As the United States Supreme Court decides whether the abortion pill is safe, some legal scholars predict the decision may backfire on anti-abortion advocates.

The case paving the way for the nation's highest court to get involved does not focus on abortion access, but rather the U.S. Food and Drug Administration's process to approve drugs.

The U.S. Court of Appeals for the 5th Circuit ruled last summer that mifepristone can stay on shelves where it is legal. However, the appeals court decided FDA changes making easier access to the drug failed to follow proper procedure.

Indiana University Law Professor Jody Madeira isn't surprised the high court picked up the case and predicts it might not have the result anti-abortion proponents expect.

"And I do think that it might end up, in a surprising way, protecting abortion rights," Madeira said. "The Supreme Court has been sort of on a trend where it's been narrowing agency rights.
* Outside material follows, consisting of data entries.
PR #3176, opened 2019-05-09
PS-5610: Fix keyring redo encryption in 32 bit builds (5.7)

dutow:
The location of the IV was dependent on a sizeof, resulting in an
incorrect data layout written in 32 bit builds.

### DIFF
--- a/storage/innobase/fsp/fsp0fsp.cc
+++ b/storage/innobase/fsp/fsp0fsp.cc
@@ -919,7 +919,7 @@ fsp_header_fill_encryption_info(
 
 	/* Write master key id. */
 	mach_write_to_4(ptr, key_version);
-	ptr += sizeof(ulint);
+	ptr += 4;
 
 	/* Write server uuid. */
 	memcpy(ptr, Encryption::uuid, ENCRYPTION_SERVER_UUID_LEN);
--- a/storage/innobase/log/log0log.cc
+++ b/storage/innobase/log/log0log.cc
@@ -1139,7 +1139,7 @@ log_read_encryption()
 		unsigned char* info_ptr = log_block_buf + LOG_HEADER_CREATOR_END + ENCRYPTION_MAGIC_SIZE;
 	        uint version = mach_read_from_4(info_ptr);
 
-		memcpy(iv, info_ptr + ENCRYPTION_SERVER_UUID_LEN + 8, ENCRYPTION_KEY_LEN);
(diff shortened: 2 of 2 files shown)


dutow:
https://ps57.cd.percona.com/job/percona-server-5.7-param/35/

storage/innobase/fsp/fsp0fsp.cc
```diff
@@ -919,7 +919,7 @@ fsp_header_fill_encryption_info(
 
 	/* Write master key id. */
 	mach_write_to_4(ptr, key_version);
-	ptr += sizeof(ulint);
+	ptr += 8;
```
laurynas-biveinis: That looks suspicious. mach_write_to_4 writes four bytes, why the pointer is advanced by 8 and not by 4?

satya-bodapati: For the entire proper fix. I was reviewer for this commit. See

commit f565013b7f31f225c349a6484ccab8cf4b5c8f52
Author: Allen Lai <zheng.lai@oracle.com>
Date:   Mon Dec 25 10:30:03 2017 +0800

    Bug#22740362 ENCRYPTED INNODB DATA FILES ARE NOT PORTABLE BETWEEN 32-BIT AND 64-BIT
    
    Problem:

Not sure if this can be ported as is. That is V3 format created by Percona Server might be unreadable by Oracle MySQL 5.7. 

AFAIR, the fix went only to 8.0

dutow: @satya-bodapati This is our own code - RK encryption isn't in upstream. I ended up copying a similar code from upstream (or mariadb?) using this sizeof, and only changed it to a fixed size on another part of the code.

@laurynas-biveinis Because this is only the part that writes it, the part that reads it already uses a fixed number, which is 8. This expression also evaluates to 8 on 64 bit builds, where we had no issues with this encryption mode. So I used 8 to keep the format the same as before.

laurynas-biveinis: @dutow in which case please don't leave uninitialized bytes, this will cause both Valgrind errors and might leak something what is not supposed to be leaked

dutow: @laurynas-biveinis the buffer is zero initialized in log_file_header_fill_encryption. (it is larger than what this function fills, so this isn't the only 4 unused byte in it)

dutow: Updated.

laurynas-biveinis (approved):

dutow:
https://ps57.cd.percona.com/job/percona-server-5.7-param/36/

But here, the right the FDA has is to judge whether mifepristone is safe."

Madeira posed this question: If courts start deciding drug safety, then what becomes the incentive for pharmaceutical companies to develop new drugs and treatments?

A final decision on mifepristone use is expected by the end of June.
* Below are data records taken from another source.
PR #3195, opened 2019-05-23
8.0 PS-5642 - page tracker thread won't exist if startup fails

altmannmarcelo:
If page tracker is enabled and innodb fail to start,
srv_shutdown_all_bg_threads won't signal page tracker thread to exit.

This fix ensure srv_redo_log_follow_thread will be signaled.

### DIFF
--- a/mysql-test/suite/innodb/t/percona_changed_page_bmp_shutdown_thread.test
+++ b/mysql-test/suite/innodb/t/percona_changed_page_bmp_shutdown_thread.test
@@ -1,0 +1,20 @@
+#
+# PS-5642 - page tracker thread won't exist if startup fails
+#
+
+--source include/have_debug.inc
+--source include/not_embedded.inc
+
+SELECT 1;
+--source include/shutdown_mysqld.inc
+--error 1
+--exec $MYSQLD_CMD --innodb_track_changed_pages=TRUE --debug=d,ib_dic_boot_error --log-error=$MYSQLTEST_VARDIR/tmp/percona_changed_page_bmp_shutdown_thread.err
+
+--echo # Asserting that the error was not thrown.
+--let log_file_full_path=$MYSQLTEST_VARDIR/tmp/percona_changed_page_bmp_shutdown_thread.err
+--let grep_pattern=threads created by InnoDB had not exited at shutdown
+--let log_expected_matches=0
+--source include/log_grep.inc
+
+--source include/start_mysqld.inc
+--remove_file $MYSQLTEST_VARDIR/tmp/percona_changed_page_bmp_shutdown_thread.err
--- a/storage/innobase/srv/srv0start.cc
+++ b/storage/innobase/srv/srv0start.cc
@@ -2506,7 +2506,8 @@ files_checked:
 		works for space 0. */
 
 		err = dict_boot();
-
+		DBUG_EXECUTE_IF("ib_dic_boot_error",
+				err = DB_ERROR;);
 		if (err != DB_SUCCESS) {
 			return(err);
 		}
--- a/mysql-test/suite/innodb/r/percona_changed_page_bmp_shutdown_thread.result
+++ b/mysql-test/suite/innodb/r/percona_changed_page_bmp_shutdown_thread.result
@@ -1,0 +1,6 @@
+SELECT 1;
+1
+1
+# Asserting that the error was not thrown.
+[log_grep.inc] file:  pattern: threads created by InnoDB had not exited at shutdown
+[log_grep.inc] lines:   0
--- a/mysql-test/suite/innodb/t/percona_changed_page_bmp_shutdown_thread-master.opt
+++ b/mysql-test/suite/innodb/t/percona_changed_page_bmp_shutdown_thread-master.opt
@@ -1,0 +1,1 @@
+--innodb_track_changed_pages=TRUE


altmannmarcelo:
https://ps80.cd.percona.com/job/percona-server-8.0-param/139/

mysql-test/suite/innodb/t/percona_changed_page_bmp_shutdown_thread.test
```diff
@@ -0,0 +1,37 @@
+#
+# PS-5642 - page tracker thread won't exist if startup fails
+#
+
+--source include/have_debug.inc
```
laurynas-biveinis, line 5: Can you make this a non-debug test by poking a few bytes into actual redo log header while server is shutdown?

laurynas-biveinis (changes requested):
Please start with 5.6 to add the testcase to lower versions

mysql-test/suite/innodb/t/percona_changed_page_bmp_shutdown_thread.test
altmannmarcelo: @laurynas-biveinis you mean replace some bytes at some specific position? such as last checkpoint on redo log header?
What I'm finding hard here is that page_tracking only starts after the redo log has been initialized. Even though I mess with redo log it will fail on a point where page tracking threads are not started yet.

laurynas-biveinis: Right. Perhaps it's possible to disrupt InnoDB startup at a point after redo initialization, maybe by deleting data file or setting some later incompatible startup option. If such alternative does not come up with little effort, then OK to leave as a debug test

altmannmarcelo: Hi @laurynas-biveinis , I've not been able to come up with a non-debug test that did not affect innodb start-up.

laurynas-biveinis: OK then

mysql-test/suite/innodb/t/percona_changed_page_bmp_shutdown_thread.test
```diff
@@ -0,0 +1,37 @@
...
+
+SELECT 1;
+--source include/shutdown_mysqld.inc
+--error 1
+--exec $MYSQLD_CMD --innodb_track_changed_pages=TRUE --debug=d,ib_redo_log_corruption --log-error=$MYSQLTEST_VARDIR/tmp/percona_changed_page_bmp_shutdown_thread.err
+
+--echo # Asserting that the server tried to start
```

Another obstacle women and girls face is finding doctors comfortable with the ambiguity of new laws restricting abortion. In many cases, according to Madeira, patients cannot find care because doctors don't want to risk losing their medical license.

"State authorities will go to great lengths to persecute and prosecute doctors who even speak to the media about performing and abortion," Madeira stressed. "Dr. Caitlin Bernard and our attorney general, Todd Rokita, is the perfect example. Certainly, doctors have a right to feel very wary and reluctant."

Drug companies and the FDA say mifepristone is safe and has lower risks than such common drugs as Tylenol and Viagra.